# What the task requires:
Your answer should consist of every line in the records that holds "shot".

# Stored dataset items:
▶
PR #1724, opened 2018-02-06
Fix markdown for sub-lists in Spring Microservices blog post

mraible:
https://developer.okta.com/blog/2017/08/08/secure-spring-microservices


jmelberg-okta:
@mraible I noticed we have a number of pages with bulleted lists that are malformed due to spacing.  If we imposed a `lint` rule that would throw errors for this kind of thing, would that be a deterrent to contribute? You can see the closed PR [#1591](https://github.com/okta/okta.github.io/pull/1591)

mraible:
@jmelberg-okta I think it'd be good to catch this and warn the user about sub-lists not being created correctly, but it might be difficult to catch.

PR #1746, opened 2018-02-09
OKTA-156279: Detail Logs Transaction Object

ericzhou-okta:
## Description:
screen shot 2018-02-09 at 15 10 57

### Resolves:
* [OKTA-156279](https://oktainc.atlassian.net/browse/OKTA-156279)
◀
▶
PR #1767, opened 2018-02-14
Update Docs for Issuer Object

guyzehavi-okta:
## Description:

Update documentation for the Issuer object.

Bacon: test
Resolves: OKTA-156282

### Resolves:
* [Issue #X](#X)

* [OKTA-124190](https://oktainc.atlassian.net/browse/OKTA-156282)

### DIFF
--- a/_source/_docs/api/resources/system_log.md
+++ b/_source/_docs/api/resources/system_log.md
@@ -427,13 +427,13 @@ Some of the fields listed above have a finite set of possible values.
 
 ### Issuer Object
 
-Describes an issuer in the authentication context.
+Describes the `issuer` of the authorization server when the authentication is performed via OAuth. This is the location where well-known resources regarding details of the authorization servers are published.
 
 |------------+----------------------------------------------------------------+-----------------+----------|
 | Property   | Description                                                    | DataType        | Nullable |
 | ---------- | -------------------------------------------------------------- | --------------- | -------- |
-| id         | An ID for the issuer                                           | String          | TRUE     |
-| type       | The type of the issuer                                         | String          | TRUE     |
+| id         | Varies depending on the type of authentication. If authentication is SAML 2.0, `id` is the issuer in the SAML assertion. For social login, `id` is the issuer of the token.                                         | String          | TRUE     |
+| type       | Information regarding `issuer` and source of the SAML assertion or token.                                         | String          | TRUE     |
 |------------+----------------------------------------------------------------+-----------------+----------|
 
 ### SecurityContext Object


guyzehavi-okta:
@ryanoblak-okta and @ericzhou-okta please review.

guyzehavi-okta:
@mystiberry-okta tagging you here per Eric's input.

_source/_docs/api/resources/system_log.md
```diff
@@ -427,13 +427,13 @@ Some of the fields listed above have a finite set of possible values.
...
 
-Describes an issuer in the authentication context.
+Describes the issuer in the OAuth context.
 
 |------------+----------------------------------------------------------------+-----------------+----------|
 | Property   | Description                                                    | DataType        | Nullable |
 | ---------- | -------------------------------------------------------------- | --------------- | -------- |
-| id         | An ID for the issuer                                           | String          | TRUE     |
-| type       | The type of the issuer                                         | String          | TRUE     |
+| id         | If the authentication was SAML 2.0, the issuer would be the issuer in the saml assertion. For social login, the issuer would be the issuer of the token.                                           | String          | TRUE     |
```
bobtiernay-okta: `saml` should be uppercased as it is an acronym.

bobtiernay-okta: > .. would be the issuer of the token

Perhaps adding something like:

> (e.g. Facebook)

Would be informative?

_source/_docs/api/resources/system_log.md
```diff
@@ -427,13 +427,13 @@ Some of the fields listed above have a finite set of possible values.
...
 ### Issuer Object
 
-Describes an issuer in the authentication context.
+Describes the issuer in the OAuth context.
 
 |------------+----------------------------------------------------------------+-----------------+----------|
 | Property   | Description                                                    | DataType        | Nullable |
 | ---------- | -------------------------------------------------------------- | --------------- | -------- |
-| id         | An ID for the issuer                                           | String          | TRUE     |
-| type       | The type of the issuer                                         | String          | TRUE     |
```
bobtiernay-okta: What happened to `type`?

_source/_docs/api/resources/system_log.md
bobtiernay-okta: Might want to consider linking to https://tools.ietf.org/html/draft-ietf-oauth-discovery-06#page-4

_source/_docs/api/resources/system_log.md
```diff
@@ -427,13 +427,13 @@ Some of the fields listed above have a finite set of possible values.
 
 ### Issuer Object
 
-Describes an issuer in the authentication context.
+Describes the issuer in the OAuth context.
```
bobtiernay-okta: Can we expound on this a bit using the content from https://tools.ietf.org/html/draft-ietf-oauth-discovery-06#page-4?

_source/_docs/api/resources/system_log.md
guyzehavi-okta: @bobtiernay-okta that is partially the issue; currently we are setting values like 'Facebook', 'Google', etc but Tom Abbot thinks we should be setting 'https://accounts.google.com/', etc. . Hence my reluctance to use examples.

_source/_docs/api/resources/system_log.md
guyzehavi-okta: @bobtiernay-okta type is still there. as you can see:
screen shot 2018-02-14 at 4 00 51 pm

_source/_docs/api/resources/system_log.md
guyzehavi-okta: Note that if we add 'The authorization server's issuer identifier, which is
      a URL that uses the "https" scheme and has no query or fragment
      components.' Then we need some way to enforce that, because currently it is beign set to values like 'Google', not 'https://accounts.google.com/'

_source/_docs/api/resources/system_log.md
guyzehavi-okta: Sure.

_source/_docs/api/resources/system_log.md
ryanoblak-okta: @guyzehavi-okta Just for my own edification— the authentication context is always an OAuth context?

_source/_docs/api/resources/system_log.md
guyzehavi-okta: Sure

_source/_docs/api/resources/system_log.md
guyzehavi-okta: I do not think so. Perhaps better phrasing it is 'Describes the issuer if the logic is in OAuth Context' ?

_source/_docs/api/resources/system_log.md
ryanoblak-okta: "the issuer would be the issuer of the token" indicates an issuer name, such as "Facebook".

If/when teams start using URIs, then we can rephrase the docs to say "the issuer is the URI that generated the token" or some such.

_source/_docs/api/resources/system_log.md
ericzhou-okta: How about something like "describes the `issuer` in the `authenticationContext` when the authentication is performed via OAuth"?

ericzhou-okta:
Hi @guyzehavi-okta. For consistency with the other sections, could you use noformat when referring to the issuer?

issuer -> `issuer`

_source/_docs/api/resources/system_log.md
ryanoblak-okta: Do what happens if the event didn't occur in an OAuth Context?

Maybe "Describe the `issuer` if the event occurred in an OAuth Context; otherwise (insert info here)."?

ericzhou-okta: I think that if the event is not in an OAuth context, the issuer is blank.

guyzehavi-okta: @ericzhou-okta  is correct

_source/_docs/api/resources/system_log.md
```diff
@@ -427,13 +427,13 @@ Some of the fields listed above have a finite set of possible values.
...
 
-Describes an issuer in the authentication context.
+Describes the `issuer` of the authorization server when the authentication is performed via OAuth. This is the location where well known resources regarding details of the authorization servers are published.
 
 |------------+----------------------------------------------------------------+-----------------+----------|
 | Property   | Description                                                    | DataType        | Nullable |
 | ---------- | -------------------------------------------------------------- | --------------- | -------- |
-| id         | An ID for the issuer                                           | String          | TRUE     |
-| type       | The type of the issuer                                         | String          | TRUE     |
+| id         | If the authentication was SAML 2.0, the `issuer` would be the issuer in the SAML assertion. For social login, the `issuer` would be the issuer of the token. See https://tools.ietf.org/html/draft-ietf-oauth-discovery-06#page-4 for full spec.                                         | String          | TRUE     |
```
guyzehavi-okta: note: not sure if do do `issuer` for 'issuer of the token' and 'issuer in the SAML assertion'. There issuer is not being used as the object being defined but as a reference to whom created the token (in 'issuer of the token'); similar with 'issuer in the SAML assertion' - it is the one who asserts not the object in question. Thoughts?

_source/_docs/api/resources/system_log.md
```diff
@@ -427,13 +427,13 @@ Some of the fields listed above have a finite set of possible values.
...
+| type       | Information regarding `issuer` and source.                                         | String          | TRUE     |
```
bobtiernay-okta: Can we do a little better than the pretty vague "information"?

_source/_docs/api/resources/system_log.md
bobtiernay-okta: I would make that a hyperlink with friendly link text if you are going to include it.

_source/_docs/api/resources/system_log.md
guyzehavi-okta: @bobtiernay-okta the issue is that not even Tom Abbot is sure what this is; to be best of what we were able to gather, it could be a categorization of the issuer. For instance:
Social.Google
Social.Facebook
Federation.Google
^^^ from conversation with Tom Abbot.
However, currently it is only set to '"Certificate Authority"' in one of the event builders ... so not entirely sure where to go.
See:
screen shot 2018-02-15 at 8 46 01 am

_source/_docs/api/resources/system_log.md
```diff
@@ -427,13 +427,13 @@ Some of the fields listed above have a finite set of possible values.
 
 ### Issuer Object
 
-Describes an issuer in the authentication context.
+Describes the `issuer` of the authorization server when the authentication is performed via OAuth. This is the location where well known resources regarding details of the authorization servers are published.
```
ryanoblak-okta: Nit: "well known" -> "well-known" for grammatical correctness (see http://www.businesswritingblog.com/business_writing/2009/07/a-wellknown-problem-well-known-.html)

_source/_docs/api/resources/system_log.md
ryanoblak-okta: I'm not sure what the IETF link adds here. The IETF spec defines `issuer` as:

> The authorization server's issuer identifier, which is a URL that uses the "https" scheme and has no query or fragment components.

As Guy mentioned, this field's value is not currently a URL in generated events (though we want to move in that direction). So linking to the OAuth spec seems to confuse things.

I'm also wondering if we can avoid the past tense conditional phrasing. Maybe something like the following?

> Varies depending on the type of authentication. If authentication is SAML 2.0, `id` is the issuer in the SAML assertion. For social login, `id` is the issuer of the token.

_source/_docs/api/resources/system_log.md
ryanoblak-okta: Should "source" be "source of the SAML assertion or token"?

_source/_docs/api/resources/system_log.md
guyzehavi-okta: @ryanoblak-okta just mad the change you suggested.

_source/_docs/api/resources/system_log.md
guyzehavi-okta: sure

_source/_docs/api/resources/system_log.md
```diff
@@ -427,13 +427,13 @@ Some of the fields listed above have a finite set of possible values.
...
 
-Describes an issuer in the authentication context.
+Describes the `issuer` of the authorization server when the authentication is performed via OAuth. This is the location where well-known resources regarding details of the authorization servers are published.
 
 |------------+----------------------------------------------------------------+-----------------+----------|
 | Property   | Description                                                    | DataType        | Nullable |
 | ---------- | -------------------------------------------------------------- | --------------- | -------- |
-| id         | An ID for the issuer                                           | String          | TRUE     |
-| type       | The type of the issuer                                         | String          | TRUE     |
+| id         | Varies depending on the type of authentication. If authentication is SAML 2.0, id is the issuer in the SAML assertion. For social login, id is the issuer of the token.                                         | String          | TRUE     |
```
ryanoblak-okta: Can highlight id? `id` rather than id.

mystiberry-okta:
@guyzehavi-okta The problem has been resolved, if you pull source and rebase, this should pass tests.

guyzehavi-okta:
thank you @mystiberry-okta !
◀
▶
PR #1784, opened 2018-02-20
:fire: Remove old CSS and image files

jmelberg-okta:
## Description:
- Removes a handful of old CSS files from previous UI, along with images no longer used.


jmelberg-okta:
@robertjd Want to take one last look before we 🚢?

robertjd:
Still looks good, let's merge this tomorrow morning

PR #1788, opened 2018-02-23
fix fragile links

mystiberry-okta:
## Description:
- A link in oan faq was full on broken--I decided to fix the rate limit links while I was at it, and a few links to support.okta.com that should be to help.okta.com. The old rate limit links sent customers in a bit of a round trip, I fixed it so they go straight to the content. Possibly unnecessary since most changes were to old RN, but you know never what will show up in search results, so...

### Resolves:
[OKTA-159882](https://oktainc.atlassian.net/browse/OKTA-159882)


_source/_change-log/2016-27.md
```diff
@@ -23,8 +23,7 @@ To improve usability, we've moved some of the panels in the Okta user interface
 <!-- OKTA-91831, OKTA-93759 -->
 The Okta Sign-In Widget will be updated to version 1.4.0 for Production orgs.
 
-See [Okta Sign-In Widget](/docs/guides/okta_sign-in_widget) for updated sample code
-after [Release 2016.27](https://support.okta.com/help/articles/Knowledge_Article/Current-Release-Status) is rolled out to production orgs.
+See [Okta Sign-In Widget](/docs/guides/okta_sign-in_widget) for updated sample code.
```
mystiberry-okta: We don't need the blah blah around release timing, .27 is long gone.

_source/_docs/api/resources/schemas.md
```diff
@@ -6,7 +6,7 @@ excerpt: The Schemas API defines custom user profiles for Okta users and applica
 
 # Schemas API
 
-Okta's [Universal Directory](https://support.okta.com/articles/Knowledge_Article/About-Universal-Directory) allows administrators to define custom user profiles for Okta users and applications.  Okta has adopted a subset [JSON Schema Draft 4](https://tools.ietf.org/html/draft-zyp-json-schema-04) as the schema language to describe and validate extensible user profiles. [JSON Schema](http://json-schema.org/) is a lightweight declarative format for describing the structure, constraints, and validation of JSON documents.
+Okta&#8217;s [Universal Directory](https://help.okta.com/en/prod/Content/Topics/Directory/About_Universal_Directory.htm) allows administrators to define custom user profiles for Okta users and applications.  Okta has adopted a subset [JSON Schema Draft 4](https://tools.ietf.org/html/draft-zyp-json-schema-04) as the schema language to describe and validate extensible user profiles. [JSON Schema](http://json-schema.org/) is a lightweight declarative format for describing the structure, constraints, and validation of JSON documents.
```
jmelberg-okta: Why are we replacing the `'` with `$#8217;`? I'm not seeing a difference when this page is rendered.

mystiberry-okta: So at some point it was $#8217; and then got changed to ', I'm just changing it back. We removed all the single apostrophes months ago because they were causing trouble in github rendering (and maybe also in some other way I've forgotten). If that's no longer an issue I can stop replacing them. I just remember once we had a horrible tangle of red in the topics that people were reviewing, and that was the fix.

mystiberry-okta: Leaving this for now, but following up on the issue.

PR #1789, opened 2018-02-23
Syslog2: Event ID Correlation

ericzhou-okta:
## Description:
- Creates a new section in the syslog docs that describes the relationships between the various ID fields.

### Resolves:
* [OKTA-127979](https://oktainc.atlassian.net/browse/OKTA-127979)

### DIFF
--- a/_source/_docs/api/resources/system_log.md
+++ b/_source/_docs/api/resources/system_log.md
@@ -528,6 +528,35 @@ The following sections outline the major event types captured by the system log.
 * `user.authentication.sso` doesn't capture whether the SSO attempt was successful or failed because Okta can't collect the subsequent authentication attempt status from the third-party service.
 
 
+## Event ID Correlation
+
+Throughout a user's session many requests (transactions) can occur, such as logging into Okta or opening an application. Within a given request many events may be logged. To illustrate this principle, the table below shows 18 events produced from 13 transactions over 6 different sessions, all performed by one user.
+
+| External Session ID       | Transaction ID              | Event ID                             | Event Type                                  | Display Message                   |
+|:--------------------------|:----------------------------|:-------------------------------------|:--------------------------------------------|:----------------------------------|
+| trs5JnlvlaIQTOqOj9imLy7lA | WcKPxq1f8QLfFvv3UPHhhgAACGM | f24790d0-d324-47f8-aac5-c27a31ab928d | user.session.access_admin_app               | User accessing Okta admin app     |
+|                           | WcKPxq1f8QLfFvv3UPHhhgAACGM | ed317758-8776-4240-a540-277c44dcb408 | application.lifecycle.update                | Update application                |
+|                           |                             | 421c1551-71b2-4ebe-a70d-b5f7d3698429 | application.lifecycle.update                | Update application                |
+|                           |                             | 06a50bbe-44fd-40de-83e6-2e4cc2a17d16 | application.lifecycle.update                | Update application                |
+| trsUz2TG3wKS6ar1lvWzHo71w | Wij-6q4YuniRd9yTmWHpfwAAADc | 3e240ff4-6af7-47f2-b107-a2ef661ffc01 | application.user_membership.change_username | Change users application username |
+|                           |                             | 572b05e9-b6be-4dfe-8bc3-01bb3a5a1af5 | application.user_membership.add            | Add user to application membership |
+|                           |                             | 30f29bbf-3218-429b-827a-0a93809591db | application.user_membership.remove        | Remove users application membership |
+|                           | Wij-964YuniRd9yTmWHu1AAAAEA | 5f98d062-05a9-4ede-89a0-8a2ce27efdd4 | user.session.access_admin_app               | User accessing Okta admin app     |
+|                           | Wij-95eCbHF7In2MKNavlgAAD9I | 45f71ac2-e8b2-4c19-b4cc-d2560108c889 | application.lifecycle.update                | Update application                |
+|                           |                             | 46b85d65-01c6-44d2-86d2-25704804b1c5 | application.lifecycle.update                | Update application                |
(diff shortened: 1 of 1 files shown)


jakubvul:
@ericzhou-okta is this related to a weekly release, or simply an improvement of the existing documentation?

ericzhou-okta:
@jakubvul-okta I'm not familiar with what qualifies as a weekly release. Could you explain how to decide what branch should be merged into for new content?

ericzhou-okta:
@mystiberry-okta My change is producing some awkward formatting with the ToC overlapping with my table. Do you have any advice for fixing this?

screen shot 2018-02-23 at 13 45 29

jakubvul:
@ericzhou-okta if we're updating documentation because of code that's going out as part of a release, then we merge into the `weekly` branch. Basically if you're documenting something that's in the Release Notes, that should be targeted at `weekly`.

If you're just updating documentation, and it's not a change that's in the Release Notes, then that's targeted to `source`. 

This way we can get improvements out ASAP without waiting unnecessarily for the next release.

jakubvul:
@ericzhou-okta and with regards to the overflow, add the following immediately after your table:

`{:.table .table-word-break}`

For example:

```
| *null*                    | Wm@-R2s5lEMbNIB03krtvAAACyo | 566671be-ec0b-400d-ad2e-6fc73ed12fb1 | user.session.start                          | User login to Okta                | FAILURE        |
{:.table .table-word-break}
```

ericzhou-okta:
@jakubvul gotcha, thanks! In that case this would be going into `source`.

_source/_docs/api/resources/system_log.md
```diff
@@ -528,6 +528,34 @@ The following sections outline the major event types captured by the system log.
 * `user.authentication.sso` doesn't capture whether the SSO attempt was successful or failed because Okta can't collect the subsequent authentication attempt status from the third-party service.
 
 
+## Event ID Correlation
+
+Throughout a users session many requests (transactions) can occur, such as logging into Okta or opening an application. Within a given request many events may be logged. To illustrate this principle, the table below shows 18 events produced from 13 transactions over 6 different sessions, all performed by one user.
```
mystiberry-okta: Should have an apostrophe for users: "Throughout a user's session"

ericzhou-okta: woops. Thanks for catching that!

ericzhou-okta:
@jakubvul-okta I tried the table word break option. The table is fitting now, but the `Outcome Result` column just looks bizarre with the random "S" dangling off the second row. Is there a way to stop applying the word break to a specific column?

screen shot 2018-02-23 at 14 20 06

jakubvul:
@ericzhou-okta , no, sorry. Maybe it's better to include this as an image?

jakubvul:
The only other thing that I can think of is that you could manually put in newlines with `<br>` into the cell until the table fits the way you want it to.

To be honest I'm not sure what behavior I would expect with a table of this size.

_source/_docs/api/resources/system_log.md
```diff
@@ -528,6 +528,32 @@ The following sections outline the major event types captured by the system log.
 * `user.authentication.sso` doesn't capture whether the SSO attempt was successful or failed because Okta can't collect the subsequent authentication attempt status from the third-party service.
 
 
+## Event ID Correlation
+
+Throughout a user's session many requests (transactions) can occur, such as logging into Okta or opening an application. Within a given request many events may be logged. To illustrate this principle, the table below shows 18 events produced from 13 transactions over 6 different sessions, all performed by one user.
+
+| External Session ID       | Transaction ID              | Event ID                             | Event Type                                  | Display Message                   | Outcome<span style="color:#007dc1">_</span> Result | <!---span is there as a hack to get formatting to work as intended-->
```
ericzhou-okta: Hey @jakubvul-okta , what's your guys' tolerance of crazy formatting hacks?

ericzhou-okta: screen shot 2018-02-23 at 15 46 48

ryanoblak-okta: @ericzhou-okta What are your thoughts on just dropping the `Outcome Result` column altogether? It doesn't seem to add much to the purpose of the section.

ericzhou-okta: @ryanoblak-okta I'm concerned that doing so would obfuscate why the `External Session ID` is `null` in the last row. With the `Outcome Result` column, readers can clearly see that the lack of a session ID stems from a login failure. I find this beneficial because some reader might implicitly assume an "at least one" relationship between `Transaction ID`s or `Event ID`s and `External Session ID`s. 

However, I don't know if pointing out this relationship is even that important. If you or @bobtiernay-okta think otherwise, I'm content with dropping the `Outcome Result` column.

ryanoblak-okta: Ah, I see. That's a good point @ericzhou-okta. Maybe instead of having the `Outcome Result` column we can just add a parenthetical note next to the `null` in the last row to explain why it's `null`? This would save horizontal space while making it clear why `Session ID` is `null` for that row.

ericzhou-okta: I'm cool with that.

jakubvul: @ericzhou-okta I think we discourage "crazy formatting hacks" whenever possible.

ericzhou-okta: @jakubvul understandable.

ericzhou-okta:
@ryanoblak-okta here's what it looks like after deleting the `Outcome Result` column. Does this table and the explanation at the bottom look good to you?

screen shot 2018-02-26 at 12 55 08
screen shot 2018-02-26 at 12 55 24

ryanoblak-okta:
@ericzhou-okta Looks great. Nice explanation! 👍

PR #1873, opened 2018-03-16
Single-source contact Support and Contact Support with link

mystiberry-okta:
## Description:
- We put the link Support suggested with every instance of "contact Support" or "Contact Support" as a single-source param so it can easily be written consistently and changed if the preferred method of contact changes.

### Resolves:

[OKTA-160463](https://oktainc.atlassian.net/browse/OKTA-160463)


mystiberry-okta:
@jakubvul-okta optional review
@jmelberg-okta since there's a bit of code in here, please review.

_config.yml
◀
# Answer to the exercise:
screen shot 2018-02-09 at 15 10 57
screen shot 2018-02-14 at 4 00 51 pm
screen shot 2018-02-15 at 8 46 01 am
screen shot 2018-02-23 at 13 45 29
screen shot 2018-02-23 at 14 20 06
ericzhou-okta: screen shot 2018-02-23 at 15 46 48
screen shot 2018-02-26 at 12 55 08
screen shot 2018-02-26 at 12 55 24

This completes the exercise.